WHAT YOU ARE ASKED TO DO: Every line below that contains the word "built" must be copied.

[Collected data entries]

PR #3365, opened 2015-12-07
add recipe dmenu

lujun9972:


purcell:
Thanks, merged. You might consider switching from `cl` to the more modern `cl-lib`, and adding a `Package-Requires: ((cl-lib "0.5"))` header.

lujun9972:
I'll check it. thanks

PR #3366, opened 2015-12-08
org-babel support for restclient.el

alf:
Since restclient.el does not currently support org-mode and org-babel, I've written this extension. It's a trivial thing, but it's useful for those who need it.


purcell:
Thanks, looks good. Please amend the recipe commit to remove the `:files` spec - which is unnecessary here - and then force-push it back here.

alf:
Sorry I didn't get around to this. Too many things on my plate and it slipped my mind. Thanks for merging anyways. I'll keep the :files spec-thing in mind for next time.

Let me know if you still want me to do anything here.

PR #3367, opened 2015-12-09
Add drawille

sshbio:
Emacs lisp version of [drawille](https://github.com/asciimoo/drawille) library, which permit to display graphics using braille characters.

My version can convert matrices or strings to drawille representations:
```
######                                              
#     # #####    ##   #    # # #      #      ###### 
#     # #    #  #  #  #    # # #      #      #      
#     # #    # #    # #    # # #      #      #####  
#     # #####  ###### # ## # # #      #      #      
#     # #   #  #    # ##  ## # #      #      #      
######  #    # #    # #    # # ###### ###### ###### 
```

`M-x drawille-buffer RET`

```
⡏⠉⠉⡆⡖⠒⢢⢀⠔⠢⡀⡆⠀⢰⢰⢰⠀⠀⠀⡆⠀⠀⢰⣒⣒⠂
⠧⠤⠤⠃⠏⠉⠣⠸⠉⠉⠇⠗⠉⠺⠸⠸⠤⠤⠄⠧⠤⠤⠸⠤⠤⠄
```

### DIFF
--- a/recipes/drawille.el
+++ b/recipes/drawille.el
@@ -1,3 +1,1 @@
-(drawille
- :fetcher github
- :repo "sshbio/elisp-drawille")
+(drawille :repo "sshbio/drawille" :fetcher github)
--- a/recipes/drawille.el
+++ b/recipes/drawille.el
@@ -1,0 +1,3 @@
+(drawille
+ :fetcher github
+ :repo "sshbio/elsip-drawille")
--- a/recipes/drawille.el
+++ b/recipes/drawille.el
@@ -1,3 +1,3 @@
 (drawille
  :fetcher github
- :repo "sshbio/elsip-drawille")
+ :repo "sshbio/elisp-drawille")


recipes/drawille.el
```diff
@@ -0,0 +1,3 @@
+(drawille
+ :fetcher github
+ :repo "sshbio/elsip-drawille")
```
syohex: Typo `elsip-drawille` -> `sshbio/elisp-drawille`

syohex:
You should fix following part. I cannot send PR because git treat your package as binary file. I suppose git misjudges by ascii art part.

## package header at first line

#### Original

https://github.com/sshbio/drawille/blob/master/drawille.el#L1

#### Fixed version

```lisp
;;; drawille.el --- Drawille implementation in elisp
```

## cl.el

Because your package uses cl-lib macros/functions instead of cl.el such as `cl-dotimes`, `cl-loop`.

#### Original

https://github.com/sshbio/drawille/blob/master/drawille.el#L35

#### Fixed version

```
(require 'cl-lib)
```

And add package dependency at header part.

```
;; Package-Requires: ((cl-lib "0.5"))
```

sshbio:
Thank you much for these indications: This is my first package, and I did not already know how Melpa packages were built.

I did my best to make the package match these criteria.  Let see how the build occur...

About the repo name, any preference to name an elisp package (append ".el", "-el" prepend "emacs-", "lisp-"...)?

Thank you for your precious help!

purcell:
Looks good to me. We don't have any preferences re. repo names - the current one is fine.

sshbio:
Thank you @purcell!  Roger that.

recipes/drawille.el
sshbio: I read the syntax guide, then I have no excuse! :stuck_out_tongue:

wasamasa:
> Because your package uses cl-lib macros/functions instead of cl.el such as cl-dotimes, cl-loop.

This isn't quite correct.  `dotimes` is a built-in macro in `subr.el`.  `cl-dotimes` is a thing, but is only necessary if you need `cl-block` features, such as `cl-return` for breaking out of the loop.

sshbio:
Thank you @wasamasa.

@syohex I will use cl-loop in a next version, so I will add this dependency (`cl` or `cl-lib`) all the same.

PR #3369, opened 2015-12-10
Fix the filename for drawille package to unbreak build

msherry:
The build is currently broken due to a package name mismatch. This unbreaks it.


purcell:
My fault for missing that, sorry. Thanks for the fix.

PR #3371, opened 2015-12-11
Add minizinc-mode

m00nlight:
Add major mode for editing MiniZinc(http://www.minizinc.org) model file.


purcell:
Thanks. Please amend the recipe commit to remove the unnecessary `:files` spec, and then force-push it back here to update the PR.

m00nlight:
@purcell  Done with removing files fields in recipe

PR #3372, opened 2015-12-11
Modify xterm-keybinder recipe

yuutayamada:
Hi, I'm author of this package.
I added a configuration to use this package from urxvt.
(this package allows you to use unusable keybinds in terminal Emacs)


purcell:
Thanks.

WRITTEN SOLUTION:
Thank you much for these indications: This is my first package, and I did not already know how Melpa packages were built.
This isn't quite correct.  `dotimes` is a built-in macro in `subr.el`.  `cl-dotimes` is a thing, but is only necessary if you need `cl-block` features, such as `cl-return` for breaking out of the loop.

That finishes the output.